▶ [What you will do] Only lines with the word "corresponding" are needed; collect each of them from the listing below.

▶ [Extracted material]

PR #449, opened 2016-10-16
10.0 port web sheet full width

legalsylvain:
PORT web_sheet_full_width module. 
I made more simple the css file. Review welcome if it's enough. 

thanks for your review.

CC @njeudy ; @hbrunn.


pedrobaeza:
It would be great if you make a less file instead.

legalsylvain:
Hi @pedrobaeza, thanks for your review.

I'm not comfortable with less concept. Could you point OCA sample ? Or alternatively make a PR on mine ?

Is less an OCA norm ?

pedrobaeza:
This is something new from 9.0. Now less is automatically compiled and converted to css. Although not required, less is simpler to be read than traditional css, and can programatically add logic on css: https://en.wikipedia.org/wiki/Less_(stylesheet_language)

legalsylvain:
Hi, thanks ! 
Well on this file, there are only 5 lines.
https://github.com/legalsylvain/web/blob/27c226d5c508c7f467d1d686340743a9b22efaed/web_sheet_full_width/static/src/css/web_sheet_full_width.css
I don't know how to make it simplier. 

Maybe : 

```
@web-sheet-margin: 15px;
```

and then : 

```
.o_form_view .o_form_sheet_bg .o_form_sheet{
    margin: @web-sheet-margin;
}
```

What do you think ? 

kind regards.

lasley:
You could also nest the declarations:

```
@web-sheet-margin: 15px;

.o_form_view {
    .o_form_sheet_bg .o_form_sheet {
        margin: @web-sheet-margin;
        max-width: none;
    }
    .oe_chatter{
        max-width: none;
    }
}

```

pedrobaeza:
I think the question about less is the inheritability. @Yajo can inform us about that, as he is the expert in that.

yajo:
I'd do as @lasley said. It's simpler than plain CSS and makes the same. However, instead of this custom `@web-sheet-margin`, [I'd use `@padding-base-horizontal`](https://github.com/twbs/bootstrap/blob/v3.3.6/less/variables.less#L91). And you don't need to declare the variable, just use it; it gets declared later in the stack.

legalsylvain:
Thanks all for all this explanation !
I made the according changes.

Note : to apply less changes, I had to restart my odoo server, instead of tiping F5. Is it normal ? Is there an other way to refresh css ? Or did I miss something ?

regards.

yajo:
Maybe Ctrl+F5 would have done the trick.

yajo (approved):

pedrobaeza (approved):

Garamotte (approved):

legalsylvain:
@yajo no Ctrl F5 does not refresh. stopping server is necessary. I guess that compilating less is done once at startup.
(Debug mode does not change this behaviour).
@all thanks for your reviews !

yajo:
Then maybe it's something related to the precompilation of qweb templates that they added in v10, because in v9 a f5 usually works. Try running `odoo.py --dev` to have instant view updates.

BT-fgarbely:
Hello @legalsylvain 

I tried this module (v10) in my enterprise odoo v10 from Dec 2016.
I can see the sheets aligned on the left side, but not in full width.

web_sheet_full_width


If I would re-add "width: auto !important;", the sheets will be displayed in full width.
Am I doing something wrong?

Regards,

pedrobaeza:
In enterprise you don't need this module AFAIK. Everything is in full screen by default.

pedrobaeza:
Well, you need to install the corresponding responsive module, of course.

BT-fgarbely:
Which "corresponding responsive module" do you mean?

lukebranch:
@BT-fgarbely ,

I believe @pedrobaeza is referring to the web_enterprise module.

BT-fgarbely:
in runbot (v10, enterprise), the module web_enterprise is installed, but the sheets are not full screen.
Maybe there is another module which handles this functionality.

pedrobaeza:
OK, I see that forms still have fixed width. Well, the module has been tried over community edition, as there's no possibility to handle runbot for enterprise modules, so these things can happen. You can provide a patch, but you must avoid `!important` as this messes up CSS inheritance. Locate a more specific selector that modifies what you want, and you should handle also that this works in both versions.

lukebranch:
@BT-fgarbely ,

I see what you mean in regards to the sheets not being completely full width on all screens, perhaps there is room for adding enterprise compatibility with this module in the future.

▶ [Task solution]
Well, you need to install the corresponding responsive module, of course.
Which "corresponding responsive module" do you mean?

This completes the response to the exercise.